Consider the sequence t0 = 3, t1 = 3^3, t2 = 3^3^3 , t3 = 3^3^3^3,….. , defined by t0 = 3 and tn+1 = 3tn for n ≥ 0.
What are the last 2 digits of t3 = 3^3^3^3 ?
Show that the last 10 digits of tk are the same for all k ≥ 10
To find the last two digits of t3 = 3^3^3^3, we need to calculate the value of t3 and then find the remainder when dividing by 100 (since we want the last two digits).
To start, let's find the value of t1, t2, and t3 step by step:
t0 = 3
t1 = 3^3 = 27
t2 = 3^(3^3) = 3^27 ≈ 7,625,597,484,987 (a very large number)
t3 = 3^(3^(3^3))
Calculating t2 itself is a very large task, but we can represent it using modular arithmetic to simplify our calculations.
When we take any number modulo x, it means we divide the number by x and keep the remainder. For example, 15 modulo 10 is 5 (because 15 divided by 10 leaves a remainder of 5).
Now, let's observe the pattern of t1 and t2 modulo 100 (to find the last two digits):
t1 ≡ 27 (mod 100)
t2 ≡ 3^27 (mod 100)
To find t2 modulo 100, we can apply a property of modular arithmetic called the "exponentiation by squaring" method. This method allows us to simplify calculations by reducing the exponent.
In this case, we can use the property: (a^b) ≡ ((a^(b-phi(m))) mod m) when a and m are coprime.
Since 3 and 100 are coprime, we can rewrite t2 modulo 100 as:
t2 ≡ 3^(27 mod phi(100)) (mod 100)
To calculate phi(100), we need to find the totient function, which gives us the count of numbers less than 100 and coprime to 100. In this case, phi(100) = 40.

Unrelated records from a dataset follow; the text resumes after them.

PR #1300, opened 2026-06-12
fix: reply to unhandled server->client requests (gopls session hang)

puluo2void:
## Problem

gopls sends a `client/unregisterCapability` request when it re-registers its file watchers. This happens ~0.5s after `didOpen` whenever the workspace root contains **more than one Go module** (e.g. a repo root with `backend/go.mod`, `tools/go.mod`, …): gopls discovers the modules, recalculates views, registers the new watcher set, then unregisters the old one.

lsp-bridge never responds to that request, and gopls blocks its session waiting for the reply. From that moment **every** request on the session — definition, references, hover, signatureHelp, formatting — hangs forever with no error. From the user's side, all LSP commands silently do nothing, and restarting lsp-bridge re-wedges within a second because the register/unregister cycle repeats on every fresh session.

## Root cause

`handle_recv_message` answers exactly four server→client request methods (`workspace/configuration`, `workspace/applyEdit`, `window/workDoneProgress/create`, `client/registerCapability`). Any other server request — `client/unregisterCapability`, `window/showMessageRequest`, `workspace/workspaceFolders` — is silently dropped. The LSP spec requires the client to respond to every server request; gopls blocks on the missing reply, and other servers may too.

## Reproduction (no Emacs involved)

A minimal stdio LSP client that mirrors lsp-bridge's capabilities and reply behavior, with gopls v0.22.0, rooted at a workspace containing two Go modules:

| gopls mode | reply to `unregisterCapability` | result |
|---|---|---|
| `gopls` (plain) | withheld (current lsp-bridge behavior) | **wedged** — zero further messages from gopls; `textDocument/definition` never answered |
| `gopls -remote=auto` | withheld | **wedged** identically |
| either | replied `null` | works — definition answered in ~50ms |

<details><summary>Repro script (adjust PROJ/FILE paths to a multi-module Go workspace)</summary>

```python
#!/usr/bin/env python3
"""Usage: gopls_wedge_test.py {plain|daemon} {reply|withhold}"""
import json, subprocess, sys, threading, time

MODE, BEHAVIOR = sys.argv[1], sys.argv[2]
PROJ = "/path/to/multi-module-workspace"      # repo root containing >1 go.mod
FILE = PROJ + "/backend/internal/some/file.go"  # any .go file in a sub-module
ROOT_URI, FILE_URI = "file://" + PROJ, "file://" + FILE

cmd = ["gopls"] if MODE == "plain" else ["gopls", "-remote=auto"]
p = subprocess.Popen(cmd, cwd=PROJ, stdin=subprocess.PIPE,
                     stdout=subprocess.PIPE, stderr=subprocess.DEVNULL)
lock, events, responses = threading.Lock(), [], {}
unregister_seen, init_done = threading.Event(), threading.Event()
t0 = time.time()

def log(d, s):
    with lock: events.append((time.time() - t0, d, s))

def send(msg):
    msg.setdefault("jsonrpc", "2.0")
    data = json.dumps(msg).encode()
    with lock:
        p.stdin.write(b"Content-Length: %d\r\n\r\n%b" % (len(data), data))
        p.stdin.flush()
    log(">>", msg.get("method") or "response(id=%s)" % msg.get("id"))

def reader():
    while True:
        line = p.stdout.readline()
        if not line:
            return log("!!", "gopls stdout closed")
        if not line.lower().startswith(b"content-length:"):
            continue
        n = int(line.split(b":")[1])
        while p.stdout.readline() not in (b"\r\n", b"\n"): pass
        msg = json.loads(p.stdout.read(n))
        mid, method = msg.get("id"), msg.get("method")
        if method and mid is not None:
            log("<<", "request %s (%s)" % (method, mid))
            if method == "client/unregisterCapability":
                unregister_seen.set()
                if BEHAVIOR == "withhold":
                    log("--", "WITHHOLDING reply to %s" % mid); continue
                send({"id": mid, "result": None})
            elif method == "workspace/configuration":
                send({"id": mid, "result": [None] * len(msg["params"]["items"])})
            else:
                send({"id": mid, "result": None})
        elif method:
            log("<<", "notification %s" % method)
        else:
            log("<<", "response (%s)" % mid)
            responses[mid] = msg
            if mid == 1: init_done.set()

threading.Thread(target=reader, daemon=True).start()
send({"id": 1, "method": "initialize", "params": {
    "processId": None, "rootUri": ROOT_URI, "clientInfo": {"name": "wedge-test"},
    "capabilities": {"workspace": {
        "configuration": True, "workspaceFolders": True,
        "didChangeWatchedFiles": {"dynamicRegistration": True,
                                  "relativePatternSupport": True}}}})
assert init_done.wait(20), "initialize never answered"
send({"method": "initialized", "params": {}})
send({"method": "workspace/didChangeConfiguration", "params": {"settings": {
    "gopls": {"usePlaceholders": True, "completeUnimported": True,
              "staticcheck": True}}}})
text = open(FILE).read()
send({"method": "textDocument/didOpen", "params": {"textDocument": {
    "uri": FILE_URI, "languageId": "go", "version": 1, "text": text}}})
line_no, char_no = next((i, l.index(l.split()[0])) for i, l in
                        enumerate(text.splitlines()) if "func " in l)
got = unregister_seen.wait(25); time.sleep(1)
send({"id": 99, "method": "textDocument/definition", "params": {
    "textDocument": {"uri": FILE_URI},
    "position": {"line": line_no, "character": char_no}}})
deadline = time.time() + 12
while time.time() < deadline and 99 not in responses: time.sleep(0.2)
print("unregister received: %s | definition answered: %s"
      % (got, 99 in responses))
for t, d, s in events[-12:]: print("  %6.2fs %s %s" % (t, d, s))
p.kill()
```
</details>

This matches what users see in the `*lsp-bridge*` log: a `Recv client/unregisterCapability request (N)` line with no `Send response to server request N` after it, then no `Recv` lines ever again while `Send` lines keep accumulating.

## Fix

1. Answer `client/unregisterCapability` with a `null` result (mirroring the existing `client/registerCapability` handling).
2. Add a catch-all in `handle_recv_message`: any server→client *request* that no existing handler answered gets a `null` reply plus a log line. `null` is a legal response for the remaining methods (`window/showMessageRequest` → "user dismissed the prompt", `workspace/workspaceFolders` → `null` is allowed by the spec), and never replying deadlocks servers that block on their requests.

🤖 Generated with [Claude Code](https://claude.com/claude-code)

### DIFF
--- a/core/lspserver.py
+++ b/core/lspserver.py
@@ -924,6 +924,31 @@ class LspServer:
 
             self.sender.send_response(message["id"], None)
 
+        if "method" in message and message["method"] in ["client/unregisterCapability"]:
+            # Reply is mandatory: gopls blocks its session (and the shared
+            # daemon forwarder) waiting for this response, after which every
+            # request (definition, references, etc.) hangs forever.
+            self.sender.send_response(message["id"], None)
+
+    ANSWERED_SERVER_REQUEST_METHODS = [
+        "workspace/configuration",
+        "workspace/applyEdit",
+        "window/workDoneProgress/create",
+        "client/registerCapability",
+        "client/unregisterCapability",
+    ]
+
+    def handle_unanswered_request_message(self, message):
+        # Every server->client *request* needs a response, or servers like
+        # gopls block their whole session on the missing reply. Null is a
+        # legal response for the requests we can't act on (e.g.
+        # window/showMessageRequest means "user dismissed the prompt").
+        if "id" in message and "method" in message and \
+           message["method"] not in self.ANSWERED_SERVER_REQUEST_METHODS:
+            log_time("Send null response to unhandled server request {} ({})".format(
+                message["method"], message["id"]))
+            self.sender.send_response(message["id"], None)
+
     def handle_recv_message(self, message: dict):
         if "error" in message:
             self.handle_error_message(message)


manateelazycat:
Thanks for help

PR #1301, opened 2026-06-26
fix: improve remote connection recovery after disconnect

fzcsyglq:
1. When ~/.ssh/config is used, Host and IP mismatch during reconnection, preventing channel recovery. Fixed by reverse look-up in SSH config.
2. LSP servers were killed on channel disconnect but not restarted after reconnect.  Fixed by removing the kill on disconnect. 
3. Fix some potential deadlock on reconnect.


manateelazycat:
Thanks for patch

PR #1309, opened 2026-08-20
Add new JavaScript and TypeScript options

jrrom:
I've tried my best to add these options so that LSPs for JavaScript and TypeScript can be handled much more easily in the future.

Sorry if there are any errors.

Thank you


manateelazycat:
Thanks bro

PR #455, opened 2024-09-03
JBR-7484 Update the cursor on mouse entered/exited

stachenov:
AppKit resets the cursor on native mouse entered/exited events. Depending on the order of events, it may end up setting the wrong cursor. So update it forcibly on such events.


OnePatchGuy (approved):
Cool, thanks for the patch! Like for #434, let's see how it goes on `main` and then I'll deliver it to `jbr17`, `jbr21` as well.

UPD: pushed to `main`.

NikitkoCent:
Everything seems fine, the fix has been delivered to jbr17, jbr21 as well.

PR #458, opened 2024-09-05
JBR-4725 File dialog modality

YaaZ:


avu (approved):
LGTM, however it would be nice to have a reg test

YaaZ:
Actually, there is a related test already: `FileDialogNonModal7Test`. It fails before and passes after my change, I will consider using this as an argument to port the change into OpenJDK, possibly extending the test set.

PR #484, opened 2024-12-10
Update JavadocFormatterTest.java

fhar28:


mkartashev:
Hello! Could you provide some explanation for this patch, please? What problem does it solve and how? Why do you wish to merge it into branch `17_250` rather than `main`?
Thanks!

So, t2 modulo 100 becomes:
t2 ≡ 3^(27 mod 40) (mod 100)
Now we can simplify the exponent using the modular property:
27 mod 40 ≡ 27 (mod 40)
Now we have:
t2 ≡ 3^27 (mod 100)
To further simplify this, we can break down 3^27 into powers of 3 modulo 100 (due to the modular property):
t2 ≡ (3^20 * 3^7) (mod 100)
To calculate each part modulo 100:
3^20 (mod 100) ≡ 1 (mod 100) [as 3^20 ends in 01]
3^7 (mod 100) ≡ 87 (mod 100) [calculated using exponentiation by squaring method]
Now we have:
t2 ≡ 1 * 87 (mod 100)
t2 ≡ 87 (mod 100)
So, the last two digits of t2 are 87.
To find t3 modulo 100, we use the same method:
t3 ≡ 3^(t2 mod phi(100)) (mod 100)
t2 mod phi(100) = 87 mod 40 = 7
Therefore:
t3 ≡ 3^7 (mod 100)
Using the exponentiation by squaring method:
3^7 (mod 100) ≡ 87 (mod 100)
Thus, the last two digits of t3 are also 87.
Now, let's move on to showing that the last 10 digits of tk are the same for all k ≥ 10.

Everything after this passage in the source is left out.